▶ [WHAT IS BEING ASKED]: Output, word for word, the lines of this listing that fall between the line with "https://github.com/prometheus/prometheus/pull/7480." and the line with "Hey, not sure", counting both of those lines, and no others.
★ ★ ★ ★
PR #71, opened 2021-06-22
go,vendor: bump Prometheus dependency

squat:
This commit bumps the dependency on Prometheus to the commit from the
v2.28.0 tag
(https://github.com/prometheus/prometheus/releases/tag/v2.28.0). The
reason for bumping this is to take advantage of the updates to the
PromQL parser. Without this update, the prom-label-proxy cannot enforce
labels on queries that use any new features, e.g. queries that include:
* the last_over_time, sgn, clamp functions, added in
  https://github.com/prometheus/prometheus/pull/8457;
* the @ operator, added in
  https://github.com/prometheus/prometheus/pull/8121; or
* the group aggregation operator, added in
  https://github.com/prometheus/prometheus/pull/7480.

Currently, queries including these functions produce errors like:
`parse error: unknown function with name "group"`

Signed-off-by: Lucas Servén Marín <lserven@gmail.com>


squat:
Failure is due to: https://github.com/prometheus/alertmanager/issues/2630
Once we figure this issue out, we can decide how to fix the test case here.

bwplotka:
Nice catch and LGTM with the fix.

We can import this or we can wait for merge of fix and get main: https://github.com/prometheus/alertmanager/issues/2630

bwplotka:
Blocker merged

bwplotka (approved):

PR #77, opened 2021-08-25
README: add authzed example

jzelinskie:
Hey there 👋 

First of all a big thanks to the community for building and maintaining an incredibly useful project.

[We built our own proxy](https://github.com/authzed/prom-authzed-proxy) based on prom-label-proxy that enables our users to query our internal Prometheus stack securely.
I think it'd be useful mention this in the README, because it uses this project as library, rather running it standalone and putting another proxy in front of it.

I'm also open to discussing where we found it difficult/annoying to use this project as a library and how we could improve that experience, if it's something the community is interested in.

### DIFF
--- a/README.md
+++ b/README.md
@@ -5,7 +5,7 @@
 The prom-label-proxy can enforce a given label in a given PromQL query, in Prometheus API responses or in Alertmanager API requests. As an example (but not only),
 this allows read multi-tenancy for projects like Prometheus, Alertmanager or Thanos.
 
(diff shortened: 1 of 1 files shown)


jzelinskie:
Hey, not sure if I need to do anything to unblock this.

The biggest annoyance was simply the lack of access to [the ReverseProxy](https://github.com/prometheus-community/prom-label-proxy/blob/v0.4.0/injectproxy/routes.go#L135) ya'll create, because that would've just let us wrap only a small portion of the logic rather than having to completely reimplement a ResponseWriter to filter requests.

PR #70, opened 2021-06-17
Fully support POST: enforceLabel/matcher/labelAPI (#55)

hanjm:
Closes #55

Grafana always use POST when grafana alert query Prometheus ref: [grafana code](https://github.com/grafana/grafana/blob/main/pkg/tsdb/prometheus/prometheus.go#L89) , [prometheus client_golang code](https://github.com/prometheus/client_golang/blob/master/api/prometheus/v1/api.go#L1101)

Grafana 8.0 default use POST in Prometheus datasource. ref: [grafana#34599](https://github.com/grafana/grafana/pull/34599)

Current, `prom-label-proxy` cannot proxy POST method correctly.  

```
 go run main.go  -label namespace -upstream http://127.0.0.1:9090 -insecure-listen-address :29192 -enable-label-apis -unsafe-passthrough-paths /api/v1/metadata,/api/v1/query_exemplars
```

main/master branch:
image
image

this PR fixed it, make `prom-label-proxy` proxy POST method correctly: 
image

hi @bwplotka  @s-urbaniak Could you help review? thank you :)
★ ★ ★ ★
▶ [YOUR RESPONSE]:
  https://github.com/prometheus/prometheus/pull/7480.

Currently, queries including these functions produce errors like:
`parse error: unknown function with name "group"`

Signed-off-by: Lucas Servén Marín <lserven@gmail.com>


squat:
Failure is due to: https://github.com/prometheus/alertmanager/issues/2630
Once we figure this issue out, we can decide how to fix the test case here.

bwplotka:
Nice catch and LGTM with the fix.

We can import this or we can wait for merge of fix and get main: https://github.com/prometheus/alertmanager/issues/2630

bwplotka:
Blocker merged

bwplotka (approved):

PR #77, opened 2021-08-25
README: add authzed example

jzelinskie:
Hey there 👋 

First of all a big thanks to the community for building and maintaining an incredibly useful project.

[We built our own proxy](https://github.com/authzed/prom-authzed-proxy) based on prom-label-proxy that enables our users to query our internal Prometheus stack securely.
I think it'd be useful mention this in the README, because it uses this project as library, rather running it standalone and putting another proxy in front of it.

I'm also open to discussing where we found it difficult/annoying to use this project as a library and how we could improve that experience, if it's something the community is interested in.

### DIFF
--- a/README.md
+++ b/README.md
@@ -5,7 +5,7 @@
 The prom-label-proxy can enforce a given label in a given PromQL query, in Prometheus API responses or in Alertmanager API requests. As an example (but not only),
 this allows read multi-tenancy for projects like Prometheus, Alertmanager or Thanos.
 
(diff shortened: 1 of 1 files shown)


jzelinskie:
Hey, not sure if I need to do anything to unblock this.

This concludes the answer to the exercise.